Very strange, I don't know of ANY standard medium base HID bulbs. All of them I know of require a Mogul socket. Even the high powered CFL's require a mogul base.


----------



## Dubbaman (Nov 16, 2007)

the bulbs your talking about are for outdoor lighting they are the big blinding motion sensor lights they do screw into a regular socket e.g. a table lamp and wont work ,but in the proper fixture (a motion set up) there is a small ballast and ignitor in it already (the big space of a box thats inbetween) to run it when its hooked into the homes electric. go with the 400W HPS set up get the MH bulb if you want to but you can do a full start to finish grow with the HPS bulb only, just might have to change it after every few months.


----------



## bombbudpuffa (Nov 16, 2007)

I have plenty med and mog hid bulbs. You'll need a ballast. Try ebay...you could get a 175w mh and 150w hps cheap in an auction.


----------



## That crazy vancouver guy (Nov 16, 2007)
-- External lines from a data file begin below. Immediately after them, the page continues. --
PR #422, opened 2025-03-11
Add stride alignment, FP8 details, fix VectorMatrix to MatrixVector...

anupamachandra:
Covers Feedback:
FP8 Emulation Path
Agreement to make explicit in the spec that FP8 matrices must be in optimal layout, which gives the opportunity to store data in FP16. `DONE`
Agreement that the driver and compiler just need to have the same logic for which stride to use, which will be implicit for optimal layouts.
Agreement: spec will only require FP16 internal precision `Internal precision is an implementation detail not covered in spec`
Agreement that the conversion to FP8 optimal layout will be done precisely (exact expected value) `Implementation detail not covered in spec`

Stride
Agreement to add an alignment requirement for stride (multiple of 16) to the spec. `DONE`

Split from : https://github.com/microsoft/hlsl-specs/pull/420.
ReduceSumAccumulate renaming will be handled in a separate PR.

### DIFF
--- a/proposals/0029-cooperative-vector.md
+++ b/proposals/0029-cooperative-vector.md
@@ -546,7 +546,8 @@ typedef enum D3D12_COOPERATIVE_VECTOR_DATATYPE {
 typedef enum D3D12_COOPERATIVE_VECTOR_TIER
 {
     D3D12_COOPERATIVE_VECTOR_TIER_NOT_SUPPORTED,    
-    D3D12_COOPERATIVE_VECTOR_TIER_1_0
+    D3D12_COOPERATIVE_VECTOR_TIER_1_0,
+    D3D12_COOPERATIVE_VECTOR_TIER_1_1
 }
 
 // This struct may be augmented with more capability bits
@@ -556,7 +557,7 @@ typedef struct D3D12_FEATURE_DATA_D3D12_OPTIONSNN // NN tbd when implemented
     Out D3D12_COOPERATIVE_VECTOR_TIER CooperativeVectorTier;
 } D3D12_FEATURE_DATA_D3D12_OPTIONSNN;
 
-// Used for VectorMatrixMulAdd intrinsic
+// Used for MatrixVectorMulAdd intrinsic
 typedef struct D3D12_COOPERATIVE_VECTOR_PROPERTIES_INFERENCE
 {
     D3D12_COOPERATIVE_VECTOR_DATATYPE InputType;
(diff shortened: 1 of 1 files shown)


proposals/0029-cooperative-vector.md
```diff
@@ -699,6 +713,8 @@ the inputs required to calculate the necessary size. The same descriptor,
 updated with the calculated output size, is then passed to the conversion
 API. 
 
+The `DestStride` should be a multiple of 16 bytes.
```
damyanp, line 716:
```suggestion
The `DestStride` must be a multiple of 16 bytes.
```

damyanp (approved):

proposals/0029-cooperative-vector.md
```diff
@@ -546,7 +546,8 @@ typedef enum D3D12_COOPERATIVE_VECTOR_DATATYPE {
 typedef enum D3D12_COOPERATIVE_VECTOR_TIER
 {
     D3D12_COOPERATIVE_VECTOR_TIER_NOT_SUPPORTED,    
-    D3D12_COOPERATIVE_VECTOR_TIER_1_0
+    D3D12_COOPERATIVE_VECTOR_TIER_1_0,
```
amarpMSFT, line 549: If we rename COOPERATIVE_VECTOR to something like LINEAR_ALGEBRA, would this tiering system still make sense, in that mat*mat would layer on top?  Or would we need indepdendent tier progressions for vecMat vs matMat?

If we need separate tier progresssions, could the names be D3D12_LINEAR_ALGEBRA_VEC_MAT_TIER and (future) D3D12_LINEAR_ALGEBRA_MAT_MAT_TIER?  Or is there a more accurate naming?

amarpMSFT: We could do such a rename in a different PR, just trying to understand the implications for this tiering.

anupamachandra: I think D3D12_LINEAR_ALGEBRA_**2**_* for Mat-Mat operations, leaving D3D12_LINEAR_ALGEBRA_1_* should be sufficient?

tex3d (approved):

proposals/0029-cooperative-vector.md
damyanp: I think more discussion here is required, but it outside the scope of this PR so I'm going to go ahead and merge this one.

DubbaMan is right on... yup... those HID bulbs need to get replaced cuz they wear out. return those bulbs you got by mistake and get yourself the other stuff. unfortunately, the lighting is a little more, but *worth it*


----------



## bombbudpuffa (Nov 16, 2007)

You can use the med base bulbs fine. You don't HAVE to use mogul bases.


----------



## That crazy vancouver guy (Nov 16, 2007)

bombbudpuffa said:
			
		

> You can use the med base bulbs fine. You don't HAVE to use mogul bases.


 
true... I just like to use *more POWER* :hubba: :watchplant: 

u just have to make sure the equipment is all compatible with each other - ie. it's rated for what it is going to be used for - don't wanna start no fires, now....


----------



## bombbudpuffa (Nov 16, 2007)

> I just like to use more POWER


Lol...mog bases use the same as a med.


----------



## Vegs (Nov 17, 2007)

> DubbaMan is right on... yup... those HID bulbs need to get replaced cuz they wear out.


 
I thought HPS bulbs had a life span of about 24000 hours. Assuming this is true, dividing that by 24 hours you get 1,000 days. Divide that further by 30 days and you get 33.3 months or 2.7 years.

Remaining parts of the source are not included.